======== Extracted information

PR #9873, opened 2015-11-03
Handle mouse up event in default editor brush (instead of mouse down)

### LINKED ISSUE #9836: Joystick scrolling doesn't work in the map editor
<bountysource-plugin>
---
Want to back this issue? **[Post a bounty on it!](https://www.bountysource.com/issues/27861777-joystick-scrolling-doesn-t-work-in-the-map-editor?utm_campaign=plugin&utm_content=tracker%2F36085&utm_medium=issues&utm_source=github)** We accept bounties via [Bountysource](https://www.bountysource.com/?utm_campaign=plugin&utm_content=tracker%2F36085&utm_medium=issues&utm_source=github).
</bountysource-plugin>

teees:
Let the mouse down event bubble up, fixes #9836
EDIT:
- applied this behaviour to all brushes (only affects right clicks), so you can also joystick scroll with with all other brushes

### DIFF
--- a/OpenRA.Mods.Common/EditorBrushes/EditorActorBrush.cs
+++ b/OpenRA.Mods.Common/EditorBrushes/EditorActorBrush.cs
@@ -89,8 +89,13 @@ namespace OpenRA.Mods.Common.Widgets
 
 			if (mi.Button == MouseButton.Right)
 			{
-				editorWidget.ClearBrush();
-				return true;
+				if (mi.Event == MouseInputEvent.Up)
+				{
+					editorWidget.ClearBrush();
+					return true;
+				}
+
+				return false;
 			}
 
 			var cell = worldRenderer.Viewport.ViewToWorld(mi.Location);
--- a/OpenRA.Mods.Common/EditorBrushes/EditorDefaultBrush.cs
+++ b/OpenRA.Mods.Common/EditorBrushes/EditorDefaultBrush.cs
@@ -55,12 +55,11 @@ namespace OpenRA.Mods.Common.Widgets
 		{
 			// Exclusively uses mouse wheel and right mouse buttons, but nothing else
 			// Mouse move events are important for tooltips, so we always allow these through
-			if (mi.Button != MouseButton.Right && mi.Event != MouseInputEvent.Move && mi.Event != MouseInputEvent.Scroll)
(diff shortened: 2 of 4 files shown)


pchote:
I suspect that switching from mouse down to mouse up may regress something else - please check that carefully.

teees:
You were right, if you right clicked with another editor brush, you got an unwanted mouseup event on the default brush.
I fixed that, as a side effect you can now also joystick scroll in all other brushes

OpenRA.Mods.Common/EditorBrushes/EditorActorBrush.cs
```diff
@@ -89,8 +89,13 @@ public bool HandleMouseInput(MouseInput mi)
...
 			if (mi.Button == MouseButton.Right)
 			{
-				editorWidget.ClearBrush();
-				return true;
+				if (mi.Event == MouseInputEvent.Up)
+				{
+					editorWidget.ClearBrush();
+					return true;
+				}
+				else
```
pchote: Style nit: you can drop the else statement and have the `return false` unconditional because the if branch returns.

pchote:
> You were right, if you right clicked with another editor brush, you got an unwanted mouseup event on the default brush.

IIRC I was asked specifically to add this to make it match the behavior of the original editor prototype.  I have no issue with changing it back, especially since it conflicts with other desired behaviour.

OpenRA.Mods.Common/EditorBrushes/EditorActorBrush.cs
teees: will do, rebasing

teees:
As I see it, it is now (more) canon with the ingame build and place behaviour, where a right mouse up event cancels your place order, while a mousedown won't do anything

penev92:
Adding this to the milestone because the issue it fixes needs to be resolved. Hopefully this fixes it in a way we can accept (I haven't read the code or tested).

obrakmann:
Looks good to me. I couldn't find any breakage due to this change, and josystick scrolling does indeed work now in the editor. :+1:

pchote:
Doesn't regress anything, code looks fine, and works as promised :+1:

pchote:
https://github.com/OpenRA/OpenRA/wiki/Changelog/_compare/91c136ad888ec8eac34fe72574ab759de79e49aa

================

- [Your assignment] Return all of the data precisely as it appears.

- [Your response]
PR #9873, opened 2015-11-03
Handle mouse up event in default editor brush (instead of mouse down)

### LINKED ISSUE #9836: Joystick scrolling doesn't work in the map editor
<bountysource-plugin>
---
Want to back this issue? **[Post a bounty on it!](https://www.bountysource.com/issues/27861777-joystick-scrolling-doesn-t-work-in-the-map-editor?utm_campaign=plugin&utm_content=tracker%2F36085&utm_medium=issues&utm_source=github)** We accept bounties via [Bountysource](https://www.bountysource.com/?utm_campaign=plugin&utm_content=tracker%2F36085&utm_medium=issues&utm_source=github).
</bountysource-plugin>

teees:
Let the mouse down event bubble up, fixes #9836
EDIT:
- applied this behaviour to all brushes (only affects right clicks), so you can also joystick scroll with with all other brushes

### DIFF
--- a/OpenRA.Mods.Common/EditorBrushes/EditorActorBrush.cs
+++ b/OpenRA.Mods.Common/EditorBrushes/EditorActorBrush.cs
@@ -89,8 +89,13 @@ namespace OpenRA.Mods.Common.Widgets
 
 			if (mi.Button == MouseButton.Right)
 			{
-				editorWidget.ClearBrush();
-				return true;
+				if (mi.Event == MouseInputEvent.Up)
+				{
+					editorWidget.ClearBrush();
+					return true;
+				}
+
+				return false;
 			}
 
 			var cell = worldRenderer.Viewport.ViewToWorld(mi.Location);
--- a/OpenRA.Mods.Common/EditorBrushes/EditorDefaultBrush.cs
+++ b/OpenRA.Mods.Common/EditorBrushes/EditorDefaultBrush.cs
@@ -55,12 +55,11 @@ namespace OpenRA.Mods.Common.Widgets
 		{
 			// Exclusively uses mouse wheel and right mouse buttons, but nothing else
 			// Mouse move events are important for tooltips, so we always allow these through
-			if (mi.Button != MouseButton.Right && mi.Event != MouseInputEvent.Move && mi.Event != MouseInputEvent.Scroll)
(diff shortened: 2 of 4 files shown)


pchote:
I suspect that switching from mouse down to mouse up may regress something else - please check that carefully.

teees:
You were right, if you right clicked with another editor brush, you got an unwanted mouseup event on the default brush.
I fixed that, as a side effect you can now also joystick scroll in all other brushes

OpenRA.Mods.Common/EditorBrushes/EditorActorBrush.cs
```diff
@@ -89,8 +89,13 @@ public bool HandleMouseInput(MouseInput mi)
...
 			if (mi.Button == MouseButton.Right)
 			{
-				editorWidget.ClearBrush();
-				return true;
+				if (mi.Event == MouseInputEvent.Up)
+				{
+					editorWidget.ClearBrush();
+					return true;
+				}
+				else
```
pchote: Style nit: you can drop the else statement and have the `return false` unconditional because the if branch returns.

pchote:
> You were right, if you right clicked with another editor brush, you got an unwanted mouseup event on the default brush.

IIRC I was asked specifically to add this to make it match the behavior of the original editor prototype.  I have no issue with changing it back, especially since it conflicts with other desired behaviour.

OpenRA.Mods.Common/EditorBrushes/EditorActorBrush.cs
teees: will do, rebasing

teees:
As I see it, it is now (more) canon with the ingame build and place behaviour, where a right mouse up event cancels your place order, while a mousedown won't do anything

penev92:
Adding this to the milestone because the issue it fixes needs to be resolved. Hopefully this fixes it in a way we can accept (I haven't read the code or tested).

obrakmann:
Looks good to me. I couldn't find any breakage due to this change, and josystick scrolling does indeed work now in the editor. :+1:

pchote:
Doesn't regress anything, code looks fine, and works as promised :+1:

pchote:
https://github.com/OpenRA/OpenRA/wiki/Changelog/_compare/91c136ad888ec8eac34fe72574ab759de79e49aa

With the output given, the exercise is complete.